# Форум 1С > Общие вопросы по 1С - Розница > 1С - Розница 8.X >  Начало работы в 1С после бумаг, обсуждение (обработка)

## disselite

Предыстория:
Друзья, всем доброго времени суток.
Ситуация довольно проста, знакомая открыла магазин, всё хорошо, работают, пишут на бумажке приход, расход, продажи, чеки только товарные, наличие товаров по памяти.
Случается переезд и в голову владелице приходит идея вести учет в 1С.
Ставится 1С:Розница и на правах "тыжскомпамидружишь" становлюсь, что-то вроде консультанта-помогатора.
Как оказалось, на удивление хозяйки, всю номенклатуру нужно заносить, устанавливать цены и оприходовать. (Учет не совсем жёсткий, поэтому ордера, поставщики, физлица и пр. отошли на второй план).

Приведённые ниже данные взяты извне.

Issue #434, opened 2026-06-02
CVE-2023-34462(CVSS 6.5), CVE-2022-41915(CVSS 6.5) Jython 2.7.4 using a vulnerable Netty version 4.1.173.Final


GrigorStIvanov:
Jython bundles a bunch of external libs, many of which are rather old versions. The Netty used by the Jython dependency has two vulnerabilities related to it.
So, the entire Jython is red-flagged with CVSS 6.5 CVE vulnerability.

Please update to the latest version in 2.7.5.

Stewori:
Yes... updating Netty turned out not so easy #349. We pinned the old version for a reason. Yet another lesson how backwards-breaking changes are evil. Even in terms of security...
(no worries, I finally fixed #349, PR will come)

GrigorStIvanov:
Awesome, thanks for the fast feedback @Stewori.

jeff5:
Merged, so now at 4.1.136 (thanks @Stewori).

PR #442, opened 2026-07-20
Update Netty to 4.1.136.

### LINKED ISSUE #349: Updating Netty JARs leads to errors in `test_httplib` and others
I tried updating Netty to 4.1.112 (see #342), but it gives me errors in:
```
test_httplib
test_robotparser
test_smtpnet
test_ssl_jy
test_urllibnet
```
The error is always:
```
SSLError: [Errno 1] SslHandler removed before handshake completed
```
This suggests a race with the Netty asynchronous processing. Tear-down of Netty is known to be a fragile aspect of the tests.

The latest version known to work at this time is 4.1.73

_Originally posted by @jeff5 in https://github.com/jython/jython/issues/342#issuecomment-2243576808_

Stewori:
Fixes #349


Stewori:
The magic here is merely smoke and mirrors: Newer Netty was just missing `netty-transport-native-unix-common`. The error we observe in #349 is actually a disguised `java.lang.NoClassDefFoundError: io/netty/channel/unix/UnixChannel`. Netty is guilty of the anti pattern of catching also errors (not just exceptions) at some critical point, thereby swallowing the `NoClassDefFoundError` and replacing it with some misleading other error. Mission accomplished.
Note that there exist platform-specific versions of the artifact. For our purpose, however, the generic one should be sufficient.

Stewori:
Ah, this also fixes #434 , forgot to mention it in NEWS. However, rerunning tests just for this little entry is not worth it. I'll add it with the next chunk of dependency updates.

jeff5:
> Newer Netty was just missing `netty-transport-native-unix-common`. The error we observe in #349 is actually a disguised `java.lang.NoClassDefFoundError: io/netty/channel/unix/UnixChannel`.

Good detective work! Also, this will have been difficult to spot on my Windows box ... but is there a Windows equivalent I wonder? I may be able to check.

However, your PR is signalling that it cannot be merged. Somewhere I think you submitted one or more PRs from `master` and we squash-merged them, which invalidates your fork history. You may be able to recover by renaming `master` to something else, but I'm not sure how you create a new, correct one.

The bigger reset would be to rename your fork repo to something else, and make a fresh clone under the `jython` name, from the project repo. I think a lot of external references (like on your dev box) then recover because they are URLs to https://github.com/Stewori/jython, although on GitHub they get amended to follow the original (so it doesn't fix open PRs).

Stewori:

Короче, провозились они несколько недель с вводом номенклатуры, остатков и цен, пришёл я на выходных тоже помочь, т.к. медленно всё и тут мне пришла в голову идея немного скрасить сей процесс, простенькой обработкой. Как итог, несколько дней на синтаксис, несколько часов (примерно 15 :D) на написание сего деяния.
В целом, процесс написания очень понравился, хотелось бы больше практиковаться, изучать, писать что-то крутое.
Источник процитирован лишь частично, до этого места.